(Saved data entries)
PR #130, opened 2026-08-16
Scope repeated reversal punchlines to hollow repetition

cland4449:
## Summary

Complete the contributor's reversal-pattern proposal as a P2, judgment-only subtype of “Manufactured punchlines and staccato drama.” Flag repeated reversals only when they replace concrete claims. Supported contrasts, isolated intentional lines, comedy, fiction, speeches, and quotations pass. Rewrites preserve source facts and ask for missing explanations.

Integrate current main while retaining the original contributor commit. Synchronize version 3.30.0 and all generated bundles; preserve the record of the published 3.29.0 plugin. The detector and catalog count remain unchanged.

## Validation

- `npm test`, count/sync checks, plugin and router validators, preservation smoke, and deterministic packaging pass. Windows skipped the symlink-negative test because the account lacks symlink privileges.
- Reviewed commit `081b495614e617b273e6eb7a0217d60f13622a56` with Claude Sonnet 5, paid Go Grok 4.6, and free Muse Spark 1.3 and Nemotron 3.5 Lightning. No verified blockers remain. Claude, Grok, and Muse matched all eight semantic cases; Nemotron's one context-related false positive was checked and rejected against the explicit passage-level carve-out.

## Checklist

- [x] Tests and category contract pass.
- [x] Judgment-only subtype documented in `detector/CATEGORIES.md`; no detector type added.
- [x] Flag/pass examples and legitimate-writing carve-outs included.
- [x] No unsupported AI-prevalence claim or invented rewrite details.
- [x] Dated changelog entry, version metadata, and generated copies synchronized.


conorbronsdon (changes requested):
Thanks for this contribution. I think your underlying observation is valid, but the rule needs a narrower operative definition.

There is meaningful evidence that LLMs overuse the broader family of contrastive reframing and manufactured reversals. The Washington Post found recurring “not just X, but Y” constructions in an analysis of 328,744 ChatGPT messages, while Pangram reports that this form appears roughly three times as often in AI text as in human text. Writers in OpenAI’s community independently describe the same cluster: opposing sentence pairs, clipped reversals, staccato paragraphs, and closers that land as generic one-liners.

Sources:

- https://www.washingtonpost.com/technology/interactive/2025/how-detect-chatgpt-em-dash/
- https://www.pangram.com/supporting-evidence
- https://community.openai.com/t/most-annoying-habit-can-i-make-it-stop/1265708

==

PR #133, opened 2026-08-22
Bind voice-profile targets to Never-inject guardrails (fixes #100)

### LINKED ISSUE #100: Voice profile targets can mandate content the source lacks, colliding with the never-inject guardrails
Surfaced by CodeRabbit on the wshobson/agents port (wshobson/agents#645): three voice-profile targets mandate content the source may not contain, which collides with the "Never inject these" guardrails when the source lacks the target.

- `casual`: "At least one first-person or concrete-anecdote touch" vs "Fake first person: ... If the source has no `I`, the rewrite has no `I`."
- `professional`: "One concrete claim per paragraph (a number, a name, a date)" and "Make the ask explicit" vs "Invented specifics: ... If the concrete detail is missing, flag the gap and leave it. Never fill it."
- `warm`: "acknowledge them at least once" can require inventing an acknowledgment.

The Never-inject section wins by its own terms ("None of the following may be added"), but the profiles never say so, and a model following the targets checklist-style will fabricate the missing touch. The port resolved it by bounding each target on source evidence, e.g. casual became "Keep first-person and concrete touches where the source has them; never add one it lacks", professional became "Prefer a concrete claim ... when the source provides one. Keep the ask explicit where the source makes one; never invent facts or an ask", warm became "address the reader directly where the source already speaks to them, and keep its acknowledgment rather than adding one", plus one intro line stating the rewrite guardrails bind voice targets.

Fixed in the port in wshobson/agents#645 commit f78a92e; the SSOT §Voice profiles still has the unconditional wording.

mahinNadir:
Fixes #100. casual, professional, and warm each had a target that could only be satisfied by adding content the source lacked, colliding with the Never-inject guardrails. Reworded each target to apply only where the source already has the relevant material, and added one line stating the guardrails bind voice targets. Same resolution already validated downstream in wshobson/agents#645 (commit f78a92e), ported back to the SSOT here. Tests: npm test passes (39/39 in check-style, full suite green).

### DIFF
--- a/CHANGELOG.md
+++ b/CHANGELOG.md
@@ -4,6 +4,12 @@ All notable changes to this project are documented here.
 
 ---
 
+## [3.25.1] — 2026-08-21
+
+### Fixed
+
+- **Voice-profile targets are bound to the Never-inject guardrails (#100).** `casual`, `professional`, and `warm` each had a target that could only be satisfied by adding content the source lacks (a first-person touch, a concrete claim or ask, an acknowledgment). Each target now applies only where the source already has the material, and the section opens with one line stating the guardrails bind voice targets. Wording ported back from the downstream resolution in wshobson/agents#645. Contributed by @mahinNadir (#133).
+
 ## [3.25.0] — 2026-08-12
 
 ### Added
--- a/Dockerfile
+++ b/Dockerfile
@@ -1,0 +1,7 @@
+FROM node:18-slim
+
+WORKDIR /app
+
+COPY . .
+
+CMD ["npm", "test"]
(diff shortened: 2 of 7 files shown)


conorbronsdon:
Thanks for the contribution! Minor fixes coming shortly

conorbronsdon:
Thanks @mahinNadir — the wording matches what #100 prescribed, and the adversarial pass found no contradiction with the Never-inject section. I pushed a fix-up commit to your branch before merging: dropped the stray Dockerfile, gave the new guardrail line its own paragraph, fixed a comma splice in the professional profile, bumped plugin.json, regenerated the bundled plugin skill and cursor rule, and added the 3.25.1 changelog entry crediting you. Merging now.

ACTION ITEM = Select every line in the records above that contains the word "plugin".

ANSWER SPACE =
Integrate current main while retaining the original contributor commit. Synchronize version 3.30.0 and all generated bundles; preserve the record of the published 3.29.0 plugin. The detector and catalog count remain unchanged.
- `npm test`, count/sync checks, plugin and router validators, preservation smoke, and deterministic packaging pass. Windows skipped the symlink-negative test because the account lacks symlink privileges.
Thanks @mahinNadir — the wording matches what #100 prescribed, and the adversarial pass found no contradiction with the Never-inject section. I pushed a fix-up commit to your branch before merging: dropped the stray Dockerfile, gave the new guardrail line its own paragraph, fixed a comma splice in the professional profile, bumped plugin.json, regenerated the bundled plugin skill and cursor rule, and added the 3.25.1 changelog entry crediting you. Merging now.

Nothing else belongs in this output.